Aim of the task:
Look through the data below and count each line where the word "background" appears. Reply with the count alone.

[Stored data entries]
- - - -
PR #1527, opened 2023-11-07
feat: digest de-duplication

capJavert:
Implementing batch id and deduplication logic from [DR](https://dailydotdev.atlassian.net/l/cp/afS2U1Lo)

Part with testing the load issue will be done in separate PRs.

### DIFF
--- a/src/cron/personalizedDigest.ts
+++ b/src/cron/personalizedDigest.ts
@@ -35,6 +35,7 @@ const cron: Cron = {
           logger,
           personalizedDigest,
           timestamp,
+          emailBatchId,
         );
 
         digestCount += 1;
--- a/src/cron/personalizedDigest.ts
+++ b/src/cron/personalizedDigest.ts
@@ -1,11 +1,22 @@
 import fastq from 'fastq';
-import { notifyGeneratePersonalizedDigest } from '../common';
+import {
+  createEmailBatchId,
+  notifyGeneratePersonalizedDigest,
+} from '../common';
 import { UserPersonalizedDigest } from '../entity/UserPersonalizedDigest';
 import { Cron } from './cron';
 
 const cron: Cron = {
   name: 'personalized-digest',
   handler: async (con, logger) => {
+    const emailBatchId = await createEmailBatchId();
+
+    if (!emailBatchId) {
+      throw new Error('failed to create email batch id');
+    }
+
+    logger.info({ emailBatchId }, 'starting personalized digest send');
+
     const nextPreferredDay = (new Date().getDay() + 1) % 7;
     const personalizedDigestQuery = con
       .createQueryBuilder()
@@ -41,7 +52,7 @@ const cron: Cron = {
     await new Promise((resolve, reject) => {
       personalizedDigestStream.on('error', (error) => {
         logger.error(
-          { err: error },
+          { err: error, emailBatchId },
           'streaming personalized digest subscriptions failed',
         );
 
@@ -51,7 +62,7 @@ const cron: Cron = {
     });
     await notifyQueue.drained();
 
-    logger.info({ digestCount }, 'personalized digest sent');
+    logger.info({ digestCount, emailBatchId }, 'personalized digest sent');
   },
 };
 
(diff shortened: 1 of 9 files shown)


src/workers/personalizedDigestEmail.ts
```diff
@@ -213,6 +213,31 @@ const worker: Worker = {
...
     };
 
+    const personalizedDigestWithLastSendDate = await con
+      .getRepository(UserPersonalizedDigest)
+      .findOne({
+        select: ['lastSendDate'],
+        where: {
+          userId: personalizedDigest.userId,
+        },
+      });
```
capJavert, line 223: This might not be enough because workers run in parallel and there could be a case where duplicate is sent so I think we will need some semafor mechanism to fully dedup.

src/cron/personalizedDigest.ts
```diff
@@ -1,11 +1,22 @@
...
+  createEmailBatchId,
+  notifyGeneratePersonalizedDigest,
+} from '../common';
 import { UserPersonalizedDigest } from '../entity/UserPersonalizedDigest';
 import { Cron } from './cron';
 
 const cron: Cron = {
   name: 'personalized-digest',
   handler: async (con, logger) => {
+    const emailBatchId = await createEmailBatchId();
```
rebelchris, line 12: Maybe I'm overlooking this, but where are you using the batchID besides the logs?
It should send through to sendgrid

src/workers/personalizedDigestEmail.ts
rebelchris: Hmm, probably very edge-casey, not sure if we should worry about that, but maybe Ido thinks differently about it.

rebelchris (changes requested):
Nice work, just missing the usage of the batch ID i think.

src/cron/personalizedDigest.ts
capJavert: Yeah, still work in progress. Today I am going to test that sendgrid call works.

capJavert: Implemeneted here 7d286c82cbf2bd0b0fac6cbf53782c6391ec17e5

src/cron/personalizedDigest.ts
```diff
@@ -1,11 +1,22 @@
...
+
+    if (!emailBatchId) {
+      throw new Error('failed to create email batch id');
+    }
```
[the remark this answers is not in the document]
idoshamun: Yes it will. It's better to fail as you did :)

src/workers/personalizedDigestEmail.ts
idoshamun: Achieving exactly once delivery is hard, this implementation already minimizes the chances for dups significantly. Let's leave it as it is now

src/workers/personalizedDigestEmail.ts
```diff
@@ -210,10 +216,36 @@ const worker: Worker = {
...
+
+    if (
+      personalizedDigestWithLastSendDate?.lastSendDate &&
+      isSameWeek(currentDate, personalizedDigestWithLastSendDate.lastSendDate)
```
idoshamun, line 234: Can we use `isSameDay` instead? Pretty sure we would need to support daily digests for some users and this will be easily missed

idoshamun (approved):
One minor comment, other than that ready to go!

rebelchris (approved):
Neat!

idoshamun:
@capJavert I had another idea for the dedup, instead of setting the date at the end, we can set it right after we check for dedup and only if something fails revert it. This way we shorten the window even further. And getting two emails is worse than zero in my opinion. But up to you

capJavert:
> @capJavert I had another idea for the dedup, instead of setting the date at the end, we can set it right after we check for dedup and only if something fails revert it. This way we shorten the window even further. And getting two emails is worse than zero in my opinion. But up to you

yeah, actually had it that way initially, agreed

capJavert:
@idoshamun adjusted send date logic here 879b9b758e58ba9b23cbfc0d41ad9d019f549a63

idoshamun (approved):

PR #1528, opened 2023-11-08
feat: cron to check referral reminder

sshanzel:
Introduced a cron job that will perform the update of whether to display the generic referral popup or not.

There is one caveat though, I noticed that we don't automatically insert an `Alerts` entity whenever a new user is created, for good reasons. The basis of the `UPDATE` query is the `Alerts` table, meaning, there could be users having no row which will not be fetched on the query introduced here.

I thought of doing it in a single query but realized it to be not possible since we will have to do an insert query at the same time as the update. The proposal is, to add a new block of code that will check those users without Alerts entity but has been in the for two weeks now. Thoughts?


src/cron/checkReferralReminder.ts
```diff
@@ -0,0 +1,25 @@
...
+    const { affected } = await con
+      .getRepository(Alerts)
+      .createQueryBuilder()
+      .update()
+      .where({ showGenericReferral: false })
+      .andWhere(
+        `(
+              dateCastIndex(flags, 'lastReferralReminder') <= NOW() - INTERVAL '6 months'
+          OR  (dateCastIndex(flags, 'lastReferralReminder') IS NULL AND (SELECT u."createdAt" FROM public.user AS u WHERE u.id = "userId") <= NOW() - INTERVAL '2 weeks')
+        )`,
```
sshanzel, line 17: Due to the nature of the complexity to fetch the data, have resorted to manual query and subquery for the user as it is [not available through typeorm](https://github.com/typeorm/typeorm/issues/564#issuecomment-310331468)

idoshamun:
@sshanzel I'd rather add a trigger to add an alert for every new user. This way we assume it always exists. Wdyt?

.infra/crons.ts
```diff
@@ -50,6 +50,10 @@ export const crons: Cron[] = [
   //   name: 'generate-search-invites',
   //   schedule: '15 1 * * *',
   // },
+  {
+    name: 'generic-referral-reminder',
+    schedule: '12 1 * * *',
```
idoshamun, line 55: Let's use a different hour. I see we really love 1am :P

sshanzel:
> @sshanzel I'd rather add a trigger to add an alert for every new user. This way we assume it always exists. Wdyt?

Yes, we can do that as well.

__tests__/cron/checkReferralReminder.ts
```diff
@@ -0,0 +1,116 @@
...
+beforeAll(async () => {
+  con = await createOrGetConnection();
+});
+
+beforeEach(async () => {
+  await saveFixtures(con, User, usersFixture);
+  jest.resetAllMocks();
+});
+
+const expectAffectedRows = async (count: number) => {
```
idoshamun, line 21: I wouldn't recommend basing our tests on the logs. It's better to check the db directly

src/cron/checkReferralReminder.ts
rebelchris: Not sure this supports, but could we not do:
- where reminder is null AND createdAt 2 weeks ago
- OR where reminder is 6 months ago?

Maybe it's the subquery efficiency.
If not this is fine from my side to be honest.

rebelchris:
@sshanzel If you add this trigger to ensure alerts exists, let's also add a test case for that scenario please :)

src/cron/checkReferralReminder.ts
sshanzel: Previously, we can't since joining was not possible but since we will introduce a trigger on user creation for alerts, we can probably use the `createdAt` from Alerts entity.

sshanzel:
> @sshanzel If you add this trigger to ensure alerts exists, let's also add a test case for that scenario please :)

Definitely.

Also, I checked the number of users and alert entities we have, they are not equal, I assume we are going to run a migration/script to insert the missing pieces?

idoshamun:
> Also, I checked the number of users and alert entities we have, they are not equal, I assume we are going to run a migration/script to insert the missing pieces?

Yes

__tests__/cron/checkReferralReminder.ts
sshanzel: I see. The part I needed this was to check whether something was not updated, which pulling the value from DB would be the same from start and when finished.

idoshamun: So you can check that nothing changed if that's what you want

sshanzel: Yep, we can do that. Just wanted something more explicit initially 😅

src/cron/checkReferralReminder.ts
sshanzel: After checking, it seems there is no `createdAt` in Alerts table, meaning, we will have to stick with what's introduced here.

idoshamun:
@sshanzel the idea was to utilize database triggers (hence I used the term triggers, sorry for the confusion). Using background worker for this purpose may introduce race conditions and edge cases. Can you please adjust it?

bin/insertMissingAlerts.ts
```diff
@@ -0,0 +1,19 @@
...
+  const users = await con
+    .getRepository(User)
+    .createQueryBuilder()
+    .select('id')
+    .where('id NOT IN (SELECT "userId" FROM public.alerts)')
+    .execute();
+
+  await con
+    .getRepository(Alerts)
+    .save(users.map(({ id }) => ({ ...ALERTS_DEFAULT, userId: id })));
```
idoshamun, line 16: This can be one query, insert from select. We don't need to fetch the users and then create alerts. It will introduce a massive overhead for lots of records

sshanzel:
> @sshanzel the idea was to utilize database triggers (hence I used the term triggers, sorry for the confusion). Using background worker for this purpose may introduce race conditions and edge cases. Can you please adjust it?

Oh, right. I totally missed it. Yes, we've been using triggers recently. Let me revert to that.

__tests__/triggers/userCreateTrigger.ts
```diff
@@ -0,0 +1,27 @@
...
+
+beforeAll(async () => {
+  con = await createOrGetConnection();
+});
+
+beforeEach(async () => {
+  jest.resetAllMocks();
+});
+
+describe('user_create_trigger after insert trigger', () => {
```
idoshamun, line 17: I think we have already some tests on a user trigger, try to check where they are and move it to the right place but I'm not sure. Anyway not blocking

src/migration/1699508350425-UserAlertsTrigger.ts
```diff
@@ -0,0 +1,27 @@
...
+          LANGUAGE PLPGSQL
+          AS
+        $$
+        BEGIN
+          INSERT INTO public.alerts ("userId") VALUES (NEW."id");
+          RETURN NEW;
+        END;
+        $$
+      `)
+    queryRunner.query('CREATE TRIGGER user_create_trigger AFTER INSERT ON public."user" FOR EACH ROW EXECUTE PROCEDURE insert_user_alerts()')
```
idoshamun, line 19: Let's give this trigger a more explicit name. We may add more triggers in the future.

idoshamun (approved):
Non blocking comments but please address them before you merge :)

src/migration/1699508350425-UserAlertsTrigger.ts
sshanzel: Right. Let me update the naming

__tests__/triggers/userCreateTrigger.ts
sshanzel: I tried to search tests for triggers but only found one suite for the post keyword. I will move them together if I find the similar tests for triggers.

idoshamun: Maybe a better place would be the users tests. For your consideration

sshanzel: That makes sense. There are not a lot of triggers, hosting them together with other suites should not be confusing. Will move this one.

__tests__/users.ts
```diff
@@ -2526,3 +2528,15 @@ describe('mutation acceptFeatureInvite', () => {
...
+
+describe('user_create_alerts_trigger after insert trigger', () => {
+  it('should insert default alerts', async () => {
+    await con.getRepository(User).delete({});
+    const repo = con.getRepository(Alerts);
+    await repo.delete({});
+    const [user] = usersFixture;
+    await saveFixtures(con, User, [user]);
+    const alerts = await repo.findOneBy({ userId: user.id });
+    expect(alerts).toBeTruthy();
```
rebelchris, line 2540: You could even say equal ALERT_DEFAULT, or abstract them inline to validate defaults don't change? (non blocking)

__tests__/workers/insertMissingAlerts.ts
```diff
@@ -0,0 +1,42 @@
...
+});
+
+beforeEach(async () => {
+  jest.clearAllMocks();
+  await saveFixtures(con, User, usersFixture);
+});
+
+afterAll(() => disposeGraphQLTesting(state));
+
+describe('insert missing alerts script', () => {
```
rebelchris, line 29: It's not really a worker, and ideally it's a once-off.
Not urgent, but technically might be better to remove this as it will just add unnecessary time to tests.

bin/insertMissingAlerts.ts
```diff
@@ -0,0 +1,19 @@
...
+  const usersQuery = con
+    .getRepository(User)
+    .createQueryBuilder()
+    .select('id')
+    .where('id NOT IN (SELECT "userId" FROM public.alerts)')
+    .getQuery();
+
+  await con
+    .getRepository(Alerts)
+    .query(`INSERT INTO public.alerts ("userId") ${usersQuery}`);
```
rebelchris, line 16: The default set in SQL are matching our `ALERTS_DEFAULTS`?

rebelchris (approved):
Nice, some minor non blocking comments from me as well

__tests__/users.ts
sshanzel: I checked our ALERT_DEFAULT, the `lastChangelog` has some default value that is not the same with DB defaults. Not sure why though.

bin/insertMissingAlerts.ts
sshanzel: I think it is better to stick with DB defaults (as we also set the default values there). Especially, our trigger is based on DB default values.

__tests__/workers/insertMissingAlerts.ts
sshanzel: Yeah, we can do that.

__tests__/users.ts
idoshamun: So we need to adjust the table default. Chris is right, we better fix it

bin/insertMissingAlerts.ts
rebelchris: I understand, I don't want to change it, mainly want to avoid there being discrepancies between `ALERT_DEFAULTS` and the tables defaults as we are now changing from 1 to the other.
Think the above one solves it, so will resolve this.

__tests__/users.ts
rebelchris: Cool let's make them match, currently users without alerts would get this ALERT_DEFAULTS returned, so we need to make them match indeed

sshanzel: Yeah, I agree with that, not sure though which is correct. The new date or the specific value.

Screenshot 2023-11-09 at 7 44 15 PM

rebelchris: @sshanzel vaguely recall if it wasn't in the past it would cause side re-renders.
But maybe try it locally to see if that happens. *(maybe since now it get's created on user creation it doesn't matter anymore?)

sshanzel: Don't see anything weird on registration. I will update the JS defaults to new Date. Like you mentioned, it might not matter now, also that we require registration for users.

sshanzel: I am still thinking about the previous implementation, maybe we should store the value in the cache for anonymous users (viewing post page) to make it work similarly to how it was before and for existing users. Though not sure if the numbers are significant and if it would be worth it.

sshanzel: From the previous implementation, since we have a static value from the ALERTS_DEFAULT, the value never changes, unlike now, when an anonymous user visits a post page, every visit would then make the `lastBanner` have a new value unlike before. After further digging, the value from alerts.lastBanner is being compared to some value in the cache, which it checks whether the last seen banner (different from `alerts.lastBanner`) is less than to your alerts value, by updating it every time, for anonymous users, the relevant property might return false all the time.

.infra/crons.ts
```diff
@@ -50,6 +50,10 @@ export const crons: Cron[] = [
     name: 'generate-search-invites',
     schedule: '15 1 * * *',
   },
+  // {
+  //   name: 'generic-referral-reminder',
+  //   schedule: '12 3 * * *',
+  // },
```
sshanzel, line 56: Disabled the check for displaying the popup

src/entity/Alerts.ts
```diff
@@ -52,7 +52,7 @@ export const ALERTS_DEFAULT: Omit<Alerts, 'userId' | 'flags'> = {
   myFeed: null,
   companionHelper: true,
   lastChangelog: new Date(),
-  lastBanner: new Date('2023-02-05 12:00:00'), // Has to be in the past to accommodate new users
+  lastBanner: new Date(),
```
idoshamun, line 55: Changing this would cause new users to not see an active banner, wouldn't it?

sshanzel: For anonymous users (viewing post page), I think so, yeah. That's why I was also thinking if we should store some cache value related to it in Redis. https://github.com/dailydotdev/daily-api/pull/1528#discussion_r1388003150

sshanzel: Nevermind, I checked the boot, they always had `banner` property to false, anyway. So I think it would not matter anymore since it is only to be concerned for anonymous users.

rebelchris (approved):

PR #1530, opened 2023-11-09
feat: referred users query

sshanzel:
Fetch all the users that have been referred by the login user.

From the entity itself, the `createdAt` is not nullable, hence, updated the types.

Made the `createdAt` to be always required as it is part of the query for fetching the list which does not necessarily need to be displayed in FE.

### DIFF
--- a/__tests__/users.ts
+++ b/__tests__/users.ts
@@ -37,7 +37,7 @@ import {
 } from '../src/entity';
 import { sourcesFixture } from './fixture/source';
 import { getTimezonedStartOfISOWeek } from '../src/common';
-import { DataSource } from 'typeorm';
+import { DataSource, In } from 'typeorm';
 import createOrGetConnection from '../src/db';
 import request from 'supertest';
 import { FastifyInstance } from 'fastify';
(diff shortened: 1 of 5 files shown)


rebelchris (approved):
Looks good to me

idoshamun:
I couldn't find the DR, but do we need the users themselves or just the count?

rebelchris:
@idoshamun We need [list](https://dailydotdev.atlassian.net/wiki/spaces/HAN/pages/659161109/Referral+program+and+profile+UX+improvements#Query-to-fetch-referred-users) of users.
Screenshot 2023-11-09 at 13 44 49

idoshamun (approved):

__tests__/users.ts
```diff
@@ -310,6 +310,53 @@ describe('query userStats', () => {
...
+          image
+        }
+      }
+    }
+  }`;
+
+  it('should not allow unauthenticated users', () =>
+    testQueryErrorCode(client, { query: QUERY }, 'UNAUTHENTICATED'));
+
+  it('should return users that have been referred by the logged in user', async () => {
```
idoshamun, line 331: Seems like we can merge this and the test below

idoshamun:
@rebelchris thanks!

PR #1532, opened 2023-11-13
refactor: insert alerts through stream

sshanzel:
Refactor the insertion through streams to have better management in terms of load.

### DIFF
--- a/bin/insertMissingAlerts.ts
+++ b/bin/insertMissingAlerts.ts
@@ -28,6 +28,7 @@ import { Alerts, User } from '../src/entity';
     stream.on('end', () => {
       console.log('stream finished');
       resolve(null);
+      process.exit();
     });
   });
 })();
--- a/bin/insertMissingAlerts.ts
+++ b/bin/insertMissingAlerts.ts
@@ -4,14 +4,30 @@ import { Alerts, User } from '../src/entity';
 
 (async () => {
   const con = await createOrGetConnection();
-  const usersQuery = con
+  const stream = await con
     .getRepository(User)
     .createQueryBuilder()
     .select('id')
     .where('id NOT IN (SELECT "userId" FROM public.alerts)')
-    .getQuery();
+    .stream();
 
-  await con
-    .getRepository(Alerts)
-    .query(`INSERT INTO public.alerts ("userId") ${usersQuery}`);
+  stream.on('data', async ({ id }: { id: string }) => {
+    console.log('inserting alerts for: ', id);
+    await con
+      .getRepository(Alerts)
+      .createQueryBuilder()
+      .insert()
+      .values({ userId: id })
+      .orIgnore()
+      .execute();
+    console.log('alerts created for: ', id);
+  });
+
+  await new Promise((resolve, reject) => {
+    stream.on('error', reject);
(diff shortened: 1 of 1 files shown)


rebelchris (approved):

sshanzel:
Also written some local tests (copied from previous PR).
Screenshot 2023-11-13 at 11 11 54 PM

bin/insertMissingAlerts.ts
```diff
@@ -4,14 +4,30 @@ import { Alerts, User } from '../src/entity';
...
+    console.log('alerts created for: ', id);
+  });
+
+  await new Promise((resolve, reject) => {
+    stream.on('error', reject);
+    stream.on('end', () => {
+      console.log('stream finished');
+      resolve(null);
+    });
+  });
```
capJavert, line 32: just add missing `process.exit()` at the end

capJavert (approved):

bin/insertMissingAlerts.ts
sshanzel: Right. To not keep the terminal hanging. Let me add that quickly.

bin/insertMissingAlerts.ts
```diff
@@ -4,14 +4,31 @@ import { Alerts, User } from '../src/entity';
 
 (async () => {
   const con = await createOrGetConnection();
-  const usersQuery = con
+  const stream = await con
```
idoshamun, line 7: This will not work as expected since you have an async function inside a stream. It will introduce race conditions. please look at Ante's cron job for the digest to see how to implement it correctly. It's not a big change but crucial one

sshanzel: I see. Cool. In this case, I assume we will batch the insertion as well, right?

sshanzel: This would mean, we will not need the stream anymore, since we can fetch all the ids in a single query unlike reading from a file which is handled in the stream.

idoshamun: We still stream but we use a library to help us with the async nature of our workload. Take a look on that script and you will see. I'm talking specifically about the cron job for the digest

idoshamun: This one: https://github.com/dailydotdev/daily-api/blob/main/src/cron/personalizedDigest.ts

sshanzel: Ah, but note that this is not a cron job and only a script to run locally while connecting to prod. A one time thing kind of script.

idoshamun: I understand but it will still suffer from the same race condition hence, some users eventually will not have a alerts set properly. The problem is that the script will finish before the async functions are done with their job. Hence it will introduce inconsistency

sshanzel: Got it. Will refactor the process to that.

sshanzel:
Ran with our previous tests as well.

Screenshot 2023-11-14 at 4 52 52 PM

sshanzel:
@idoshamun would love to hear what you think about the changes 🥳

idoshamun (approved):
Perfect!

PR #1533, opened 2023-11-14
feat: disable sendgrid warnings in production

capJavert:
Sendgrid logs warning whenever it detects template data contains some special chars, we don't want it in production since it spams our logs and makes hard to see any other errors.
- - - -
Solution to this exercise:
2